How Random Acts of Kindness can help with your Physical & Mental Health
It is World Kindness Day 2017 today, so it is important to look at the benefits of being kind and doing random acts of kindness can have on a person’s physical and mental health.
Did you know that random acts of kindness not only make us feel more connected to each other but can also have huge benefits on our physical and mental wellbeing? Research has shown that engaging in positive activities like regularly being kind to others boosts positive emotions, thoughts and behaviour, which in turn improves your general wellbeing. Studies have also shown that Kindness makes us happier, gives us healthier hearts, slows aging, makes for better relationships, and is contagious.
Kindness makes us happier because when we do something kind for someone else, we feel good. On a spiritual level, many people feel that this is because it is the right thing to do and so we’re tapping into something deep and profound inside of us.
On a biochemical level, it is believed that the good feeling we get is due to elevated levels of the brain’s natural versions of morphine and heroin, which we know as endogenous opioids. They cause elevated levels of dopamine in the brain and, so we get a natural high, often referred to as ‘Helper’s High’.
So why is this? Well it is because of Altruism. What do we mean by the word altruism? In short, altruism is when we put other people’s needs before our own, whether it’s offering your seat to a pregnant woman on a bus or making a cup of tea for a work colleague. There are many different ways that you can help others as part of your everyday life. Carrying out good deeds doesn’t need to take a lot of time or even cost money. Small changes can make a big difference.
What are the health benefits?
Social benefits:
- Helping others feels good
When you help others, it promotes positive physiological changes in the brain associated with happiness.
These rushes are often followed by longer periods of calm and can eventually lead to better wellbeing. Helping others improves social support, encourages us to lead a more physically active lifestyle, distracts us from our own problems, allows us to engage in a meaningful activity and improves our self-esteem and confidence.
- It brings a sense of belonging and reduces isolation
Being a part of a social network leads to a feeling of belonging. Face-to-face activities such as volunteering at a drop-in centre can help reduce loneliness and isolation.
- It helps to keep things in perspective
Many people don’t realise the impact that a different perspective can have on their outlook on life.
Helping others in need, especially those who are less fortunate than yourself, can provide a real sense of perspective and make you realise how lucky you are, enabling you to stop focusing on what you feel you are missing – helping you to achieve a more positive outlook on the things that may be causing you stress.
- It helps make the world a happier place – it’s contagious!
Acts of kindness have the potential to make the world a happier place. An act of kindness can improve confidence, control, happiness, and optimism.
It can also encourage others to repeat the good deed that they’ve experienced themselves – it contributes to a more positive community.
- The more you do for others, the more you do for yourself
Evidence shows that the benefits of helping others can last long after the act itself by providing a ‘kindness bank’ of memories that can be drawn upon in the future.
Personal benefits:
- It reduces stress
Positive emotions reduce stress and boost our immune system, and in turn can protect us against disease.

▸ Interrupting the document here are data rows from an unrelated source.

PR #2286, opened 2021-06-07
(#1541) Add priority ordering for repository optimizations

### LINKED ISSUE #1541: choco source priority is ignored
### What You Are Seeing?

If you have multiple chocolatey sources, the priority which you give them is not applied.

Quote from the Choco Wiki: 

> Priority - The priority order of this source as compared to other 
>        sources, lower is better. Defaults to 0 (no priority). All priorities 
>        above 0 will be evaluated first, then zero-based values will be 
>        evaluated in config file order

This issue happens if you have the default source set to 0 or to a higher number than your prefered source.

### What is Expected?

The expectation is that every source with priority > 0 is prefered and that the lower the the priority number, the higher the priority. Nevertheless this does not seem to be the case.

Another Quote from Gary Ewan Parker regarding the default behaviour:

> Each source can have a priority, which defines the order that Chocolatey searches the sources to find a package. If a package is found on a higher priority source, that package version is used **even** if there is a newer version on another lower priority source.

In this Example we have ccleaner **5.35.6210 on our own source**, the **public source provides the version 5.41.6446**. Here you can see, that the "chocolatey" priority is set to 2 (same behaviour with 0) and our "tkcloud" source is set to 1 (lower so it should be prefered):

2018-04-18_10h56_00
Nevertheless, the public version is selected.

If we disable the default repository, the correct version from our source is selected:
2018-04-18_10h58_13

We could verify this faulty behaviour on multiple systems. Even a remove and readd of the sources does not resolve this

### Output Log
On another note, the choco list commands provides the packages in the correct order:

2018-04-18 12_21_58-auswahlen windows powershell

The only problem seems to be the install commands.

### Additional Information
[Zendesk ticket 26658](https://chocolatey.zendesk.com/agent/tickets/26658)

┆Issue is synchronized with this [Clickup task](https://app.clickup.com/t/868h60c7q) by [Unito](https://www.unito.io)

AdmiringWorm:
This pull requests re-adds the ability to order sources by priority when installing and upgrading packages.

fixes #1541

### DIFF
--- a/src/chocolatey.tests.integration/scenarios/InstallScenarios.cs
+++ b/src/chocolatey.tests.integration/scenarios/InstallScenarios.cs
@@ -2993,6 +2993,154 @@ namespace chocolatey.tests.integration.scenarios
         }
 
         [Concern(typeof(ChocolateyInstallCommand))]
+        public class when_installing_new_package_from_priority_source_with_repository_optimization : ScenariosBase
+        {
+            public override void Context()
+            {
+                base.Context();
+                Configuration.PackageNames = Configuration.Input = "upgradepackage";
+                Configuration.Features.UsePackageRepositoryOptimizations = true;
+                Configuration.Sources = Configuration.Sources + ";chocolatey"; // Needed, otherwise we can't do repository optimizations
+                Configuration.MachineSources.Add(new MachineSourceConfiguration
+                {
+                    Name = "chocolatey",
+                    Key = "https://community.chocolatey.org/api/v2"
+                });
+                Scenario.add_packages_to_source_location(Configuration, "upgradepackage.1.1.0*" + Constants.PackageExtension);
+                Scenario.add_packages_to_priority_source_location(Configuration, "upgradepackage.1.0.0*" + Constants.PackageExtension);
+            }
+
+            public override void Because()
+            {
+                Results = Service.install_run(Configuration);
+            }
+
+            [Fact]
+            public void should_install_where_install_location_reports()
+            {
+                foreach (var packageResult in Results)
+                {
+                    Directory.Exists(packageResult.Value.InstallLocation).ShouldBeTrue();
+                }
+            }
+
+            [Fact]
+            public void should_install_a_package_in_the_lib_directory()
+            {
+                var packageDir = Path.Combine(Scenario.get_top_level(), "lib", Configuration.PackageNames);
+
+                Directory.Exists(packageDir).ShouldBeTrue();
+            }
+
+            [Fact]
+            public void should_install_lower_version_of_package()
+            {
+                foreach (var packageResult in Results)
+                {
+                    packageResult.Value.Version.ShouldEqual("1.0.0");
+                }
+            }
+
+            [Fact]
+            public void should_have_a_successful_package_result()
+            {
+                foreach (var packageResult in Results)
+                {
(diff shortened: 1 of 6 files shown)


src/chocolatey/infrastructure.app/nuget/NugetList.cs
```diff
@@ -180,6 +187,27 @@ public static IPackage find_package(string packageName, SemanticVersion version,
             // find the package based on version using older method
             if (version != null) return repository.FindPackage(packageName, version, config.Prerelease, allowUnlisted: false);
 
+            var priorityRepository = repository as PriorityAggregateRepository;
+            if (priorityRepository != null)
+            {
+                // Returns an IEnumerable of Tuple
+                // Item1 = the priory
```
gep13, line 194:
```suggestion
                // Item1 = the priority

```

src/chocolatey/infrastructure.app/nuget/NugetList.cs
```diff
@@ -180,6 +187,27 @@ public static IPackage find_package(string packageName, SemanticVersion version,
             // find the package based on version using older method
             if (version != null) return repository.FindPackage(packageName, version, config.Prerelease, allowUnlisted: false);
 
+            var priorityRepository = repository as PriorityAggregateRepository;
+            if (priorityRepository != null)
+            {
+                // Returns an IEnumerable of Tuple
+                // Item1 = the priory
+                // Item2 = the repository list for that priory
```
gep13, line 195:
```suggestion
                // Item2 = the repository list for that priority

```

src/chocolatey/infrastructure.app/nuget/PriorityAggregateRepository.cs
```diff
@@ -0,0 +1,160 @@
...
+using System.Collections.Generic;
+using System.Linq;
+using System.Text;
+using chocolatey.infrastructure.app.configuration;
+using NuGet;
+
+namespace chocolatey.infrastructure.app.nuget
+{
+    /// <summary>
+    /// Helper file for grouping repositories with a distinct priory set.
```
gep13, line 12:
```suggestion
    /// Helper file for grouping repositories with a distinct priority set.
```

src/chocolatey.tests.integration/scenarios/InstallScenarios.cs
```diff
@@ -2992,6 +2992,154 @@ public void should_have_an_error_package_result()
...
+            [Fact]
+            public void should_not_have_warning_package_result()
+            {
+                foreach (var packageResult in Results)
+                {
+                    packageResult.Value.Warning.ShouldBeFalse();
+                }
+            }
+        }
+
```
gep13, line 3071: There is an extra unnecessary line here.

gep13 (changes requested):
A couple minor changes based on a quick review.

gep13:
@AdmiringWorm would it be possible for you to update this PR with the new template that we are using in other repositories, i.e. include information about the testing that was performed (in addition to the new tests which have been added - thanks for getting those added!)

AdmiringWorm:
@gep13 I have fixed the requested changes, updated the template for the PR and changed the PR to target the develop branch (instead of the old master branch).

The testing steps added was added from memory, and not the same exact steps I had done back when I opened the PR.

- It helps get rid of negative feelings
Negative emotions such as anger, aggression or hostility have a negative impact on our mind and body. Engaging in random acts of kindness can help decrease these feelings and stabilise our overall health.
- It can help us live longer
Giving and helping others may increase how long we live. Studies of older people show that those who give support to others live longer than those who don’t.
The moral of the story is to be kind and do kind acts for others. You can benefit your heart, reduce anxiety, lower blood pressure, and simply be a happier human being.